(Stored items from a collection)
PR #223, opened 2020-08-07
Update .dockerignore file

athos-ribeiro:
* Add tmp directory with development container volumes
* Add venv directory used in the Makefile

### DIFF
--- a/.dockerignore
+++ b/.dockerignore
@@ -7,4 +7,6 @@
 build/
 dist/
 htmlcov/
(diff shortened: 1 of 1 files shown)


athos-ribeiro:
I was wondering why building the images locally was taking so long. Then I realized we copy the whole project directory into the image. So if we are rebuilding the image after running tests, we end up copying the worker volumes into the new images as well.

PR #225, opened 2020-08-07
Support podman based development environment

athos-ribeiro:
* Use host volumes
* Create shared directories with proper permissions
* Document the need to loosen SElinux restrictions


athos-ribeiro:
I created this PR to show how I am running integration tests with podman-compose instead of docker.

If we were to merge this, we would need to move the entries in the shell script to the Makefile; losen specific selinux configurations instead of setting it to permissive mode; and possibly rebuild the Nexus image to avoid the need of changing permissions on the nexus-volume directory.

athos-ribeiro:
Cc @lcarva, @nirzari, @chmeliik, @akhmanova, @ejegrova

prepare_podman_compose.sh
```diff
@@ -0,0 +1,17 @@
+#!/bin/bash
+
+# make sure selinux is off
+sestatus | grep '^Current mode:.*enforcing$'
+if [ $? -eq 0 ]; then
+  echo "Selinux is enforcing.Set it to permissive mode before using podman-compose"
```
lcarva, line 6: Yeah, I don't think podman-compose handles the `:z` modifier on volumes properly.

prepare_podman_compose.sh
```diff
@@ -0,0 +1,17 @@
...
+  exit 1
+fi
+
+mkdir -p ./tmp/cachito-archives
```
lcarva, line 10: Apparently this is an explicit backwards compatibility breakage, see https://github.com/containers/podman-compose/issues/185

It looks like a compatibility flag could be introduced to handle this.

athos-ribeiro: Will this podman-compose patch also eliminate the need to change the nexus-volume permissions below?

#### TO DO
What is needed is an exact reproduction of the data.

#### ANSWER BOX
PR #223, opened 2020-08-07
Update .dockerignore file

athos-ribeiro:
* Add tmp directory with development container volumes
* Add venv directory used in the Makefile

### DIFF
--- a/.dockerignore
+++ b/.dockerignore
@@ -7,4 +7,6 @@
 build/
 dist/
 htmlcov/
(diff shortened: 1 of 1 files shown)


athos-ribeiro:
I was wondering why building the images locally was taking so long. Then I realized we copy the whole project directory into the image. So if we are rebuilding the image after running tests, we end up copying the worker volumes into the new images as well.

PR #225, opened 2020-08-07
Support podman based development environment

athos-ribeiro:
* Use host volumes
* Create shared directories with proper permissions
* Document the need to loosen SElinux restrictions


athos-ribeiro:
I created this PR to show how I am running integration tests with podman-compose instead of docker.

If we were to merge this, we would need to move the entries in the shell script to the Makefile; losen specific selinux configurations instead of setting it to permissive mode; and possibly rebuild the Nexus image to avoid the need of changing permissions on the nexus-volume directory.

athos-ribeiro:
Cc @lcarva, @nirzari, @chmeliik, @akhmanova, @ejegrova

prepare_podman_compose.sh
```diff
@@ -0,0 +1,17 @@
+#!/bin/bash
+
+# make sure selinux is off
+sestatus | grep '^Current mode:.*enforcing$'
+if [ $? -eq 0 ]; then
+  echo "Selinux is enforcing.Set it to permissive mode before using podman-compose"
```
lcarva, line 6: Yeah, I don't think podman-compose handles the `:z` modifier on volumes properly.

prepare_podman_compose.sh
```diff
@@ -0,0 +1,17 @@
...
+  exit 1
+fi
+
+mkdir -p ./tmp/cachito-archives
```
lcarva, line 10: Apparently this is an explicit backwards compatibility breakage, see https://github.com/containers/podman-compose/issues/185

It looks like a compatibility flag could be introduced to handle this.

athos-ribeiro: Will this podman-compose patch also eliminate the need to change the nexus-volume permissions below?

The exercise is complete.